Thanks!!!  It was a 37.0 I felt like I could have done better (although I have a feeling I'll ALWAYS feel like that haha!) but it was an improvement over our 42.5 last weekend and apparently it was good enough for 1st this show!


----------



## eventerdrew (Mar 13, 2009)

a 37 for your second show is awesome! some seasoned eventers don't even get scores like that (my mare's best is a 39 haha). 

You are always going to come out of the ring and say to yourself "man, if I had just...". It's the way it goes. 

Congrats again!


----------



## Hoofprints in the Sand (Nov 23, 2008)

Really?! Thanks!! I was wondering what to benchmark a "good" score as, since I have no experience! My trainer just told me to aim for the 30's but he didn't say whether that was just for me, or whether the 30's were good in general


----------



## eventerdrew (Mar 13, 2009)

aiming for the 30's is a good and reasonable goal. These days, dressage is everything which is unfortunate considering it's the least dangerous of all three phases. Five years ago, you didn't find people scoring in the 20's. and if you did, it was VERY rare and everyone made a huge fuss about it. But now, it's not so unusual to see people win at any level with 23's or 25's. sad really. One of the girls in my area recently competed at Prelim and got a 19.5. Ridiculous if you ask me!

I've gotten up to a 32 on my other mare, whose movement was... let's just say less than desireable. haha. 

But for you starting out, 37 is great! Keep aiming for those mid 30's numbers and you will consistently be in the top after dressage!


----------



## Dartanion (Dec 8, 2008)

GREAT JOB!!!! congrates hope you keep on kickin butt.


----------



## ILoveGeorgieMyPony (Apr 19, 2009)

Awwww, congratulations!.Your horse is beautiful!!


----------



## StormyBlues (Dec 31, 2008)

GREAT JOB!!!!!! That is REALLY exciting!  A 37 is great! The lowest score at Rolex last year was a 39, and this year was a 35 I belive so a 37 is amazing!


----------



## IrishRider (Aug 7, 2008)

Nice job!


----------



## Hoofprints in the Sand (Nov 23, 2008)

Thanks so much everyone!  I finally got the video of our dressage test to upload (stadium and x-c to come!)...so here it is, our "Intro Test A" dressage test. 

Final score: 37 

Enjoy!


----------



## StormyBlues (Dec 31, 2008)

Oh, your name is Stephanie(I totally spelled that wrong! ) pretty! 
You guys looked great!


----------



## Hoofprints in the Sand (Nov 23, 2008)

StormyBlues said:


> Oh, your name is Stephanie(I totally spelled that wrong! ) pretty!
> You guys looked great!


haha yes, it's spelled Stefanie  And thanks! I'll have stadium and cross country up in just a moment!


----------



## Hoofprints in the Sand (Nov 23, 2008)

Here's stadium (Sandie tried to refuse the "scary" pink flamingos at the third jump, but luckily didn't step backwards before she walked over, so didn't count as a refusal and our jump round was clear!):





 
And here is cross country, and we didn't even fall off! lol  (the jumps were smaller at this show than they were at the one last weekend! I think they were being especially nice to the Intro competitors haha!)


----------



## eventerdrew (Mar 13, 2009)

you both look awesome in the videos! Good job keeping the forward motion on the third stadium fence!
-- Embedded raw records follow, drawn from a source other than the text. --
PR #866, opened 2026-09-11
fix: allow debug level logs for CLI tools

PeSme:

CLI tools like [smartstorectl](https://github.com/getoutreach/smartstorectl/blob/main/internal/tunnel/tunnel.go#L43) use TextHandler when executed in TTY. They accept `--loglevel debug` but do not honor it because there is no way how to change the log level globally for already created `charmbracelet/log` logger instances. And they are usually created in the init phase before the `main()` code executes and arguments are processed. 

The linked [issue](https://github.com/charmbracelet/log/issues/98) was closed as a won't fix and if I understood correctly this was suggested as a solution. It's ugly but it works well. 

Of course, it will need a code change in every tool using it. After parsing `--loglevel` for `logrus` the script will need to update `olog` as well for example [here](https://github.com/getoutreach/smartstorectl/blob/main/cmd/smartstorectl/psql/commands.go#L73) like this:

```
				var level slog.Level
				if err := level.UnmarshalText([]byte(lvl)); err != nil {
					return err
				}
				olog.SetGlobalLevel(level)
				return nil
```

## Jira ID

[XX-XX]

## Notes for your reviewers

`charmlog.Logger` implements `slog.Handler`, but its `Enabled`/`Handle` methods only consult a level set once via `charmlog.Options.Level` or `(*charmlog.Logger).SetLevel` — it has no concept of a `slog.Leveler` that gets re-evaluated on every log call. So a bare `*charmlog.Logger` can't pick up level changes made after it was created (e.g. via `SetGlobalLevel`), which is exactly the problem for `olog`'s package-level `log` singletons that are created well before a program parses its flags.

`charmLevelHandler` (in `pkg/olog/default_handler.go`) works around this by wrapping the `*charmlog.Logger` and re-syncing its level from our own `slog.Leveler` every time `Enabled` is called — which `slog` always does immediately before `Handle` for a given record — so the wrapped logger's level is always brought up to date before it gets a chance to reject or accept the record.

### DIFF
--- a/pkg/olog/default_handler.go
+++ b/pkg/olog/default_handler.go
@@ -6,6 +6,7 @@
 package olog
 
 import (
+	"context"
 	"fmt"
 	"io"
 	"log/slog"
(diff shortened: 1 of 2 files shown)


pkg/olog/olog_test.go
```diff
@@ -145,3 +146,47 @@ func TestOutputLog(t *testing.T) {
...
+// TestTextHandlerRespectsDynamicLevel ensures that loggers using the
+// TextHandler (backed by charm.land/log/v2) respect log-level changes
+// made via SetGlobalLevel *after* the logger has already been created.
+//
+// This is a regression test: charmlog.Logger does not implement
+// slog.Leveler, it only supports a level set once at creation (or via
+// SetLevel). createHandler wraps it in charmLevelHandler specifically
+// to keep it in sync with the leveler dynamically -- without that
+// wrapper, this test would fail because the DEBUG line logged after
+// SetGlobalLevel would not appear.
```
ekalinichev:
```suggestion
```

pkg/olog/default_handler.go
```diff
@@ -179,3 +172,63 @@ func replaceKey(oldKey, newKey string) func([]string, slog.Attr) slog.Attr {
...
+// on its own can't pick up changes made after it was created (e.g. via
+// SetGlobalLevel), which is a problem for `log` package-level
+// singletons that are created well before a program has parsed its
+// configuration/flags and decided what level it wants.
+//
+// charmLevelHandler works around this by re-syncing the wrapped
+// logger's level from `leveler` every time Enabled is called (which
+// slog always does immediately before Handle for a given record), so
+// the charm logger's level is always brought up to date before it
+// gets a chance to reject or accept the record.
```
ekalinichev: I don't mind the fix but let's shorten this _significantly_ and move to PR description if it's not already there. 

```suggestion
// charmLevelHandler is a slog.Handler that wraps a *charmlog.Logger in
// order to make it respect a slog.Leveler dynamically.
```

ekalinichev (changes requested):
Fix is nice, just need comments to be less verbose and it's good to go

pkg/olog/default_handler.go
PeSme: @ekalinichev , done

ekalinichev (approved):

HyeonJi-Kang (approved):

You guys are becoming quite the pair! I love love love Sandie's face on XC. She's like "Where's the next one?". It's awesome!


----------



## Hoofprints in the Sand (Nov 23, 2008)

Thanks!


----------



## centrestableswendy (Dec 21, 2008)

Way to go Stef and Sandie!! You guys are such a great team!


----------



## StormyBlues (Dec 31, 2008)

you two are so amazing Stef!  Great rounds!


----------



## barefoot (Jun 11, 2009)

Sheee is soo cute! YAYY!


----------



## xxJustJumpItxx (May 30, 2009)

Y'all look like y'all had SO much fun! Sandie is so cute and I love her show name!


----------



## eventerdrew (Mar 13, 2009)

I saw the pics from the photographer. The headshots of Sandie are adorable!


----------



## Sunny06 (Jun 22, 2009)

Congrats! What happened in the 2nd photo?


----------



## Hoofprints in the Sand (Nov 23, 2008)

eventerdrew said:


> I saw the pics from the photographer. The headshots of Sandie are adorable!


Thank you! Oh yeah I am SOOOO ordering this one!!...

Casual Creation Photography - 9.30-10.30am sg.mt. - img_1463


----------



## Hoofprints in the Sand (Nov 23, 2008)

sunny06 said:


> Congrats! What happened in the 2nd photo?


Thanks  What do you mean what happened in the 2nd photo? Do you mean the one where we're warming up for stadium with my trainer standing there in the blue shirt? Sandie was just jumping a little cross rail in that one, but she threw her head up the moment the pic was being taken, so it ended up looking like she was about to sprout wings and fly away! :lol:


----------



## Rebelappy (Dec 22, 2008)

wow thats awsome i dont know anything about dressage but that seems way good especially for your second show way to go keep the good work up


----------